The Academic Calendar already provides a mechanism for granting academic concessions to students whose attendance is required at governance meetings.

More than a half-dozen senators spoke against the motion. Student senators Cade Desjarlais, Zarifa Nawar, Kareem Hassib and Judy Xu all voiced their opposition. Hassib noted that there are 18 student senators, compared to twice as many faculty senators. “If six students can't make it to Senate … that's a third of our entire student caucus,” he said.

“I think it's a bit lame that we can't cope” with a 6 p.m. start time, Senator Sean Graham said. Senator Adibi said if there were a motion on the floor to ban certain students from running for Senate, everybody would vote against it. “I think while this motion is well-intentioned, it has the same consequence,” he said.

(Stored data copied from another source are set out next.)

PR #602, opened 2016-06-23
JHy python copy fix

x3mSpeedy:
Proposed new Python structure install change in CMake


config.cmake.template
```diff
@@ -50,13 +50,48 @@
...
+#             correctly, example:
+#             set(PYTHON_COPY_PACKAGES
+#                 bsddb compiler ctypes curses distutils email encodings hotshot importlib 
+#                 json lib-dynload lib-tk lib2to3 logging multiprocessing 
+#                 plat-x86_64-linux-gnu pydoc_data sqlite3 test unittest wsgiref xml)
+#             
+#   - PYTHON_COPY_DIST_PACKAGES
+#           - list of all 3rd party packages (installed using pip or other tool)
+#             each entry is either
+#                - relative path:
```
jbrezmorf: Can we restrict this list to be a list of paths relative to ${PYTHON_ROOT}/dist-packages ?

config.cmake.template
```diff
@@ -50,13 +50,48 @@
...
-# USE_PYTHON - only use python if this is set to "yes"
+# USE_PYTHON - use embedded python if this is set to "yes"
 # We add python library only on explicit request since it leads to tons of errors when debugging with valgrind.
 #
 # set(USE_PYTHON "yes")
 
 # PYTHON_COPY - make copy of python files, necessary for release builds
 # set(PYTHON_COPY "yes")
+#  - Following variables MUST ALSO BE SET:
+#    - PYTHON_COPY_ROOT
```
jbrezmorf: Definitely the python root should be same for the build as for the copy, so this is in fact HINT for FindPackage(Python) so we should possibly rename this to just PYTHON_ROOT.

config.cmake.template
```diff
@@ -50,13 +50,48 @@
...
+#                - relative path:
+#                   - relativity is taken towards PYTHON_COPY_ROOT
+#                   - all relativity is kept during copy so dist-packages/yaml
+#                     will create folder dist-packages/yaml
+#                - absolute path:
+#                   - only last 2 folders are taken into account for relativity
+#                     (we cannot conclusively estimate where relativity begins)
+#                     e.g. /usr/local/lib/dist-packages/markdown
+#                     will create folder dist-packages/markdown
+# - PYTHON_SYSPATH
```
jbrezmorf: This should be filled automatically since only the copy mechanism knows what is where. An reason why we can not make this automatic?

config.cmake.template
```diff
@@ -50,13 +50,48 @@
...
+#                 plat-x86_64-linux-gnu pydoc_data sqlite3 test unittest wsgiref xml)
+#             
+#   - PYTHON_COPY_DIST_PACKAGES
+#           - list of all 3rd party packages (installed using pip or other tool)
+#             each entry is either
+#                - relative path:
+#                   - relativity is taken towards PYTHON_COPY_ROOT
+#                   - all relativity is kept during copy so dist-packages/yaml
+#                     will create folder dist-packages/yaml
+#                - absolute path:
```
jbrezmorf: Is there any reason for absolute paths?

config.cmake.template
x3mSpeedy: It depends on platform. Some tools install packages to `dist-packages` but some to `site-packages`. So we cannot detect it reliably.

config.cmake.template
x3mSpeedy: Rename can be done. But hint cannot be used. There are two Python related FindPackages
- [`find_package(PythonLibs)`](https://cmake.org/cmake/help/v3.0/module/FindPythonLibs.html) - which finds include files and libraries (so)
- [`find_package(PythonInterp)`](https://cmake.org/cmake/help/v3.0/module/FindPythonInterp.html) - which interpret binary (e.g. python command)

`PythonLibs` (includes and libs) as well as `PythonInterp` can be outside PYTHON_ROOT

config.cmake.template
x3mSpeedy: Unfortunately it depends partially also on platform. We can deal with 3rd party packages however base modules can vary. On one platform base modules include path 
`/usr/lib/python2.7/plat-x86_64-linux-gnu`
but on other there is this path instead:
`/usr/lib/python2.7/plat-linux2`

What we can do is parse python paths (`sys.path`) a remove PYTHON_ROOT from them (if it contains) but if path will come from outside of PYTHON_ROOT we may not be able to use it.
Part of Python resides in:
`/usr/lib/python2.7/`
but some part may reside in
`/usr/lib/python2.7/`

config.cmake.template
x3mSpeedy: There is only one PYTHON_ROOT but some packages are located outside root.

x3mSpeedy:
@jbrezmorf right now we are dealing with 3rd party packages twice. 

1. in `PythonCopy` we can specify which package we want to use
2. in PythonScripts we use `pip` tool to install packages we want to use.

I suggest to use only `pip`, so we can control what to install and where to install.
- Downside of this approach is that some packages will be installed even though they are installed in system already. (Right now `pip` install mechanism skips packages already installed so they are installed once per build).
- Another possible downside is we cannot use packages which cannot be installed using `pip` (right now there are none)

config.cmake.template
jbrezmorf: OK. Leave the name, and explain how it is used. I guess that this path is stripped from other paths and resulting relative path is recreated under the build_tree.

PR #603, opened 2016-06-23
Js fix balance richards

jstebel:


jbrezmorf:
Seems OK, but test 10 and test 15 reports different water_balance (was OK before). Please investigate that.

jstebel:
Done.

PR #607, opened 2016-06-30
Df finish exceptions

dflanderka:


src/system/exceptions.hh
```diff
@@ -321,6 +322,37 @@ TYPEDEF_ERR_INFO( EI_XprintfMessage, std::string);
...
+
+
+/**
+ * Create shared pointer of given exception.
+ *
+ * Used for propagation exception message.
+ */
+template <class Exc>
+std::shared_ptr<Exc> make_exception_ei(Exc &e) {
+    return std::make_shared<Exc>(e);
```
jbrezmorf: check than Exc is derived from ExceptionBase using 
[type traits](http://en.cppreference.com/w/cpp/header/type_traits)
in combination with STATIC_ASSERT

src/input/type_record.cc
```diff
@@ -76,9 +76,11 @@ bool Default::check_validity(std::shared_ptr<TypeBase> type) const
 		storage_ = reader.get_storage()->get_item(0);
 		return true;
 	} catch ( Input::ReaderToStorage::ExcNotJSONFormat &e ) {
-		THROW( ExcWrongDefaultJSON() << EI_DefaultStr( value_ ) << EI_TypeName(type->type_name()));
+		THROW( ExcWrongDefaultJSON() << EI_DefaultStr( value_ ) << EI_TypeName(type->type_name())
+				<< EI_Nested(make_exception_ei<Input::ReaderToStorage::ExcNotJSONFormat>(e)) );
 	} catch ( Input::ReaderToStorage::ExcInputError &e ) {
-		THROW( ExcWrongDefault() << EI_DefaultStr( value_ ) << EI_TypeName(type->type_name()));
+		THROW( ExcWrongDefault() << EI_DefaultStr( value_ ) << EI_TypeName(type->type_name())
+				<< EI_Nested(make_exception_ei<Input::ReaderToStorage::ExcInputError>(e)) );
```
jbrezmorf: make_exception_ei should directly return EI_Nested.
test that template parameter need not to be specified.

PR #610, opened 2016-07-02
Df logger formater

dflanderka:


src/system/logger.hh
```diff
@@ -142,6 +145,13 @@ public:
 	/// Set flag every_process_ to true
 	Logger& every_proc();
 
+	/// Allow use functionality of fmtlib for formating message.
```
jbrezmorf: Document possibilities of the new formatting in the main documentation of the logging features. Provide examples.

The eventual vote was a tie — 27–27. “Are you joking?” Bacon asked the Senate clerk. “I don't want to make a decision like this on one or two votes, especially when it's divided across the stakeholder lines … Senator Norman, with my apologies, I'm going to send it back to committee,” he said.

“Thank you for a great debate, everybody, and let's move on with our lives.”

A previous version of this article incorrectly included Drédyn Fontana in the group of student senators opposing the Senate time change. He actually supported it, saying he took a "different perspective" from his peer student senators. The Ubyssey regrets this error.